## Information supplied

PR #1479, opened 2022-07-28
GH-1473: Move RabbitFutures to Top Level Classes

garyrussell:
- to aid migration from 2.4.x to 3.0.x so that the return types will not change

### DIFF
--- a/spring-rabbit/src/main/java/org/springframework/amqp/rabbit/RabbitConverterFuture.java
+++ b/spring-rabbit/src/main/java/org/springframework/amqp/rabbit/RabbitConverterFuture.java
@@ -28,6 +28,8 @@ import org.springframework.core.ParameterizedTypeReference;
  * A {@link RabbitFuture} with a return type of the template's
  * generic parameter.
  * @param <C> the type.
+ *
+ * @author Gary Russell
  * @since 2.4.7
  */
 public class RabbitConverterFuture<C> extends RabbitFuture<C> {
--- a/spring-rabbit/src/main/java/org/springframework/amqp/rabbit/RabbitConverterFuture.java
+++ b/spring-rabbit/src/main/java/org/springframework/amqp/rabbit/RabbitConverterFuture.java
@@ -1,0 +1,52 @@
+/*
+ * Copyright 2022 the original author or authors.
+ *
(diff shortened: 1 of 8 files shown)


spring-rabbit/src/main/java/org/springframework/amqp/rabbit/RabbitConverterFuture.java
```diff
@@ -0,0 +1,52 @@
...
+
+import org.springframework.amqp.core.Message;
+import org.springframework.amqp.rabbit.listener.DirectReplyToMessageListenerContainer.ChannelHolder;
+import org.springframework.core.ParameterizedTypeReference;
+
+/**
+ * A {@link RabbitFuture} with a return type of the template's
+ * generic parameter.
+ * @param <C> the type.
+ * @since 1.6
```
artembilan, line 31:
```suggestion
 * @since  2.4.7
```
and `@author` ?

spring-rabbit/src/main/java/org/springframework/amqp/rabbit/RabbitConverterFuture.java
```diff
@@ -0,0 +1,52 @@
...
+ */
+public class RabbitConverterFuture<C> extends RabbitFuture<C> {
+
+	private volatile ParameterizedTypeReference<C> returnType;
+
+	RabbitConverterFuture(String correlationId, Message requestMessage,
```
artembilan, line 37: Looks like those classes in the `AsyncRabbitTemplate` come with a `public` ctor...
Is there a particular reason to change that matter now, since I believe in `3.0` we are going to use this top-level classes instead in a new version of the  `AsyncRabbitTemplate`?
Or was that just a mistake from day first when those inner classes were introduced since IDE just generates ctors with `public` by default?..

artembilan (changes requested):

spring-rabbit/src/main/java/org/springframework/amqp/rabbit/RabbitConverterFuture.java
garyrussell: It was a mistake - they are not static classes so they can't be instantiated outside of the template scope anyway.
---
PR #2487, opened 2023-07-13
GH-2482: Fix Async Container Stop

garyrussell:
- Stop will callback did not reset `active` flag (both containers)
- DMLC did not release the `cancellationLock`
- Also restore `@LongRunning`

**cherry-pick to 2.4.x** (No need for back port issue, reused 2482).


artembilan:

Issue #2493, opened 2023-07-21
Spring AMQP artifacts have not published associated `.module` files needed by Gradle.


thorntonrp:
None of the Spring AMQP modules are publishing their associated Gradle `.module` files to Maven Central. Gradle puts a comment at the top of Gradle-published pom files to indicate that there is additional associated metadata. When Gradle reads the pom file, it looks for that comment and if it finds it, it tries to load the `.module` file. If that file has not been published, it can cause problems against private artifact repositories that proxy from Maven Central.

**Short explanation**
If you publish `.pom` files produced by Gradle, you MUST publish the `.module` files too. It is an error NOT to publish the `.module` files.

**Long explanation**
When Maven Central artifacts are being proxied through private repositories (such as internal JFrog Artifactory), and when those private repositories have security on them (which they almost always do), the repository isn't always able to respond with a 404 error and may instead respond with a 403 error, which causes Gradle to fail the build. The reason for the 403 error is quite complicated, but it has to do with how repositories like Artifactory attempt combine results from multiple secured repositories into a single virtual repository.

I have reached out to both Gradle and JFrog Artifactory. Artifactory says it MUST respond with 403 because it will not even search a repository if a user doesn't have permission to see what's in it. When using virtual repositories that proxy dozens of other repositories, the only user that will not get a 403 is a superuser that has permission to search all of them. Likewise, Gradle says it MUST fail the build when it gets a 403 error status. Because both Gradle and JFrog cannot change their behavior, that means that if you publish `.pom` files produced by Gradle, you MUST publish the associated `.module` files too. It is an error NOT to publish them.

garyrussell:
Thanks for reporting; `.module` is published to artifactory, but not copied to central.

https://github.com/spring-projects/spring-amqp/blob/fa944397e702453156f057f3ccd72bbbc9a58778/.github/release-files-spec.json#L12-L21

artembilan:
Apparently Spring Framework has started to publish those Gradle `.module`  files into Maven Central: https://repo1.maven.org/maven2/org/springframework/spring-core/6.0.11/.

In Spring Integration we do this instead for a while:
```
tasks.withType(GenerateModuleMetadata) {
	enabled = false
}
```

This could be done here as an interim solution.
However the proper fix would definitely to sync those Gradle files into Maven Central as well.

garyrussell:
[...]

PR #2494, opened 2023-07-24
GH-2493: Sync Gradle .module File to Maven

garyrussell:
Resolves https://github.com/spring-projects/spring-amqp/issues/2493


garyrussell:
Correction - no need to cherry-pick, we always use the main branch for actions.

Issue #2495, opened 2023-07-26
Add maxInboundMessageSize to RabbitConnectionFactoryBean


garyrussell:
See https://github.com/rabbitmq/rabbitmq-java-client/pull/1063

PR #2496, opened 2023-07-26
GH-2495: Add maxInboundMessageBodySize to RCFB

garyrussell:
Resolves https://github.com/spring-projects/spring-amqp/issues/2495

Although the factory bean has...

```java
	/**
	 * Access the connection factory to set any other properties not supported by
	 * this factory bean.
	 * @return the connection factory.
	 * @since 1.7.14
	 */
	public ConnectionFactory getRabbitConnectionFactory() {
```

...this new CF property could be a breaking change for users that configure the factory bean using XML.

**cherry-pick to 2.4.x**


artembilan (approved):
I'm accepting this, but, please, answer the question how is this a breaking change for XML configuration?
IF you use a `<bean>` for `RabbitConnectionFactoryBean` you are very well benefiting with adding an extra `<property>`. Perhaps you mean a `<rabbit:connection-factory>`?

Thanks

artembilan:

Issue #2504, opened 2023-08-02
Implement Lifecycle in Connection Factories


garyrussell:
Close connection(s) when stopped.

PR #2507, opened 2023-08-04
---
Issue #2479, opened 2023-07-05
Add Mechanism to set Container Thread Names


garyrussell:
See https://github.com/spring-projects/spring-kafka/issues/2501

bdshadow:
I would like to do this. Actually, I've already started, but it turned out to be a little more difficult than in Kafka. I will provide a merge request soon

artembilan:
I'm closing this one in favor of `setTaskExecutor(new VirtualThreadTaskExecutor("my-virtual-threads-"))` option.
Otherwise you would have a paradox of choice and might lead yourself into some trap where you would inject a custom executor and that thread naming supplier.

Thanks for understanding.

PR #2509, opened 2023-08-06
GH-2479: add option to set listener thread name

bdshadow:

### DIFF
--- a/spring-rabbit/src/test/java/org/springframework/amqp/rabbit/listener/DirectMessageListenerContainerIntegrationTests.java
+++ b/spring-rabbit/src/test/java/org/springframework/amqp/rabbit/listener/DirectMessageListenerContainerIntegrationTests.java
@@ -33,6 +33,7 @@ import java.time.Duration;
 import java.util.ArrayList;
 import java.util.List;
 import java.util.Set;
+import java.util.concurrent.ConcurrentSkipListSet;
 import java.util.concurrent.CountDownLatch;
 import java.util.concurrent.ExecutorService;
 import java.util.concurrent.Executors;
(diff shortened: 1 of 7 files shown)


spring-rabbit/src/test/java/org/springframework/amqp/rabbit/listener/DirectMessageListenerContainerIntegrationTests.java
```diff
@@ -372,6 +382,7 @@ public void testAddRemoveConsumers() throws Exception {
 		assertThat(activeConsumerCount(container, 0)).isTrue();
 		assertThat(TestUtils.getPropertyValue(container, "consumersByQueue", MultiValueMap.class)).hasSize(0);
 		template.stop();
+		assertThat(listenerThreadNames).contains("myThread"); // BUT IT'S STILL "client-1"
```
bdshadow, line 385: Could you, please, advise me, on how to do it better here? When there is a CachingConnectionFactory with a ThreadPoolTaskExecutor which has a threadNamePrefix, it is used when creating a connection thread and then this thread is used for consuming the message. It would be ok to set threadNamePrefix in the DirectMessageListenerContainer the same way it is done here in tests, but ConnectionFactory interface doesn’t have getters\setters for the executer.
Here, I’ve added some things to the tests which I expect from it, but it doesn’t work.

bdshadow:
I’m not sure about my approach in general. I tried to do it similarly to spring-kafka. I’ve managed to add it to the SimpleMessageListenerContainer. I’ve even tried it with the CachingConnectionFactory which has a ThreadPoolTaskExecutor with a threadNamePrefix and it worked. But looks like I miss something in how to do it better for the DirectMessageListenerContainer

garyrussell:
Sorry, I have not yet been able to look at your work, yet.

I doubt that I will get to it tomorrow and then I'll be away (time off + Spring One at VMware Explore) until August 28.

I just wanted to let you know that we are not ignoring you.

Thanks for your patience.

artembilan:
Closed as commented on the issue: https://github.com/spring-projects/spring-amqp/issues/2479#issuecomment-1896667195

## Assigned task
The expected answer is an exact copy of the lines above, beginning at the line with "bean using XML." and ending at the line with "PR #2507, opened 2023-08-04", with both ends in.

## Reply to the exercise
...this new CF property could be a breaking change for users that configure the factory bean using XML.

**cherry-pick to 2.4.x**


artembilan (approved):
I'm accepting this, but, please, answer the question how is this a breaking change for XML configuration?
IF you use a `<bean>` for `RabbitConnectionFactoryBean` you are very well benefiting with adding an extra `<property>`. Perhaps you mean a `<rabbit:connection-factory>`?

Thanks

artembilan:

Issue #2504, opened 2023-08-02
Implement Lifecycle in Connection Factories


garyrussell:
Close connection(s) when stopped.

PR #2507, opened 2023-08-04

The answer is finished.